Return each line below holding the string "entries".

Items listed in a dataset
────

PR #333, opened 2023-05-25
Use subEncoder for files sub

HDegroote:
Original here: https://github.com/holepunchto/hyperdrive-next/pull/57 

Marked as draft because I'm not sure exactly which parts of the code related to batches were work-arounds and which were on purpose. Note in particular that I am now passing the blobs through as a parameter instead of loading it again from this.db in a batch, which enables me to use the _db arg to pass the batch and to get rid of the _files arg (I couldn't figure out why a batch needed to reload the blobs, but there might have been a reason).

There's also a TODO marked in the PR to verify something in the close logic, where we recently made a fix with comment 'workaround to flush the batches for now.' => I think that's no longer relevant, but sanity checking that before fully removing

### DIFF
--- a/index.js
+++ b/index.js
@@ -99,8 +99,6 @@ module.exports = class Hyperdrive extends ReadyResource {
         await this.blobs.core.close()
       }
       await this.db.close()
-      // TODO:verify that the reason for this workaround is now taken away
-      // await this.files.close() // workaround to flush the batches for now. TODO: kill the sub!
     } catch (e) {
       safetyCatch(e)
     }
--- a/index.js
+++ b/index.js
@@ -277,14 +277,17 @@ module.exports = class Hyperdrive extends ReadyResource {
 
   diff (length, folder, opts = {}) {
     if (typeof folder === 'object' && folder && !opts) return this.diff(length, null, folder)
+
+    const range = {}
     if (folder) {
       if (folder.endsWith('/')) folder = folder.slice(0, -1)
       if (folder) folder = normalizePath(folder)
-      opts = { gt: folder + '/', lt: folder + '0', ...opts }
+      range.gt = folder + '/'
+      range.lt = folder + '0'
     }
 
     opts = { ...opts, keyEncoding: FILES_SUB }
-    return this.db.createDiffStream(length, opts)
+    return this.db.createDiffStream(length, range, opts)
   }
 
   async downloadDiff (length, folder, opts) {
--- a/index.js
+++ b/index.js
@@ -19,18 +19,19 @@ module.exports = class Hyperdrive extends ReadyResource {
       opts = key
       key = null
     }
-    const { _checkout, _db, onwait, _blobs } = opts
+    const { _checkout, _db, onwait, _batch } = opts
     this._onwait = onwait || null
 
     this.corestore = corestore
     this.db = _db || makeBee(key, corestore, this._onwait)
+    this._batch = _batch
 
-    this.blobs = _blobs || null
+    this.blobs = null
     this.supportsMetadata = true
 
     this._openingBlobs = null
     this._checkout = _checkout || null
-    this._batching = !!_blobs
+    this._batching = !!_batch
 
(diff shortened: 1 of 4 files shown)


index.js
```diff
@@ -8,6 +8,9 @@ const SubEncoder = require('sub-encoder')
 const ReadyResource = require('ready-resource')
 const safetyCatch = require('safety-catch')
 
+const DB_KEY_ENCODING = 'utf-8'
+const FILES_SUB = (new SubEncoder()).sub('files', DB_KEY_ENCODING)
```
mafintosh, line 12: Just do new SubEncoder(files, enc) here

index.js
```diff
@@ -262,14 +275,16 @@ module.exports = class Hyperdrive extends ReadyResource {
...
     if (typeof folder === 'object' && folder && !opts) return this.diff(length, null, folder)
     if (folder) {
       if (folder.endsWith('/')) folder = folder.slice(0, -1)
       if (folder) folder = normalizePath(folder)
       opts = { gt: folder + '/', lt: folder + '0', ...opts }
     }
-    return this.files.createDiffStream(length, opts)
+
+    opts = { ...opts, keyEncoding: FILES_SUB }
+    return this.db.createDiffStream(length, opts)
```
mafintosh, line 287: refactor this to use the range arg. then the gt/lt stuff is not mixed in

index.js
```diff
@@ -310,8 +325,9 @@ module.exports = class Hyperdrive extends ReadyResource {
     await Promise.allSettled(proms)
   }
 
-  entries (opts) {
-    return this.files.createReadStream(opts)
+  entries (opts = {}) {
```
mafintosh, line 328: lets make this (range, opts) like readstream in bee now

index.js
```diff
@@ -525,7 +545,7 @@ function makeBee (key, corestore, onwait) {
     : { name: 'db', cache: true, onwait }
   const core = corestore.get(metadataOpts)
   const metadata = { contentFeed: null }
-  return new Hyperbee(core, { keyEncoding: 'utf-8', valueEncoding: 'json', metadata })
+  return new Hyperbee(core, { keyEncoding: DB_KEY_ENCODING, valueEncoding: 'json', metadata })
```
mafintosh, line 548: would just inline the db_key_encoding personally

index.js
HDegroote: Went with

```
  entries (range = {}, opts = {}) {
    if (opts) opts.keyEncoding = FILES_SUB
    else range.keyEncoding = FILES_SUB // backward compat

    return this.db.createReadStream(range, opts)
  }

```
to keep backward compat

index.js
HDegroote: Went with the constant because we also need it when defining `FILES_SUB`, but fine with explicitly writing `utf-8` for both too

HDegroote:
Also pushed another commit to refactor `watch()`, so it also uses `FILES_SUB` instead of defining its own subEnc

HDegroote:
This PR has a bug when creating a batch on a non-ready core--looking into it.

HDegroote:
Fixed the bug in a not-so-elegant way, by always reloading the blobs (as before this PR)

The current flow for a batch is:
- Pass the original db, as well as the newly created batch to the new Hyperdrive instance
- in drive._open:
  - Load the blobs core, using the original db (needed to access the header)
  - Set this.db to the passed-in batch, so all operations on the db now operate on the batch
  - 
(it's this last step which is pretty ugly, but not sure if to try to clean up the entire flow in this PR, or to leave that for another one)

LuKks:
@HDegroote Because a batch instance doesn't have `getHeader` that's the issue, right? The easy fix is to hack it around and use `batch.tree` property when it's a batch, or to add the method to the Batch class

LuKks:
I moved the branch to the repo itself while preserving your commits so I could do some debugging:
https://github.com/holepunchto/hyperdrive/pull/344

mafintosh:
landed in main

PR #337, opened 2023-05-26
Fix blobs session leak on batching

HDegroote:
Currently a new blobs core session is created whenever a new batch is created, but they are never closed. This PR always closes the blobs core of a batch.

### DIFF
--- a/index.js
+++ b/index.js
@@ -86,27 +86,23 @@ module.exports = class Hyperdrive extends ReadyResource {
     })
   }
 
-  flush () {
-    return this.files.flush()
+  async flush () {
+    await this.files.flush()
+    return this.close()
   }
 
   async _close () {
-    if (this._batching) {
-      await this.blobs.core.close()
-      return this.files.close()
-    }
-
     try {
       if (this.blobs !== null && (this._checkout === null || this.blobs !== this._checkout.blobs)) {
         await this.blobs.core.close()
       }
-      await this.db.close()
+      if (!this._batching) await this.db.close()
       await this.files.close() // workaround to flush the batches for now. TODO: kill the sub!
     } catch (e) {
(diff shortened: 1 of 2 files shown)


index.js
```diff
@@ -86,23 +86,23 @@ module.exports = class Hyperdrive extends ReadyResource {
...
-  flush () {
-    return this.files.flush()
+  async flush () {
+    await this.files.flush()
+    return this.close()
   }
 
   async _close () {
-    if (this._batching) return this.files.close()
     try {
```
LuKks, line 95: We should replace the try-catch for a `.catch(safetyCatch)`, much better because if we're already ignoring errors then at least we should ignore them individually per async call

I mean like this:
```js
const closeBlobs = this.blobs !== null && (this._checkout === null || this.blobs !== this._checkout.blobs)

if (closeBlobs) await this.blobs.core.close().catch(safetyCatch)
if (!this._batching) await this.db.close().catch(safetyCatch)
await this.files.close().catch(safetyCatch)
```
And if somehow we can make the `closeBlobs` thing clearer lol

LuKks: Benefit is that it allows to other things to try close as well, maybe not that much of a benefit but it's something

LuKks: Or just a try-catch to the whole function

index.js
```diff
@@ -86,23 +86,23 @@ module.exports = class Hyperdrive extends ReadyResource {
     })
   }
 
-  flush () {
-    return this.files.flush()
+  async flush () {
+    await this.files.flush()
+    return this.close()
```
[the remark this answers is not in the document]
mafintosh: yea...

index.js
mafintosh: i think this is ok, and clear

────

Solution for this exercise =>
-  entries (opts) {
+  entries (opts = {}) {
  entries (range = {}, opts = {}) {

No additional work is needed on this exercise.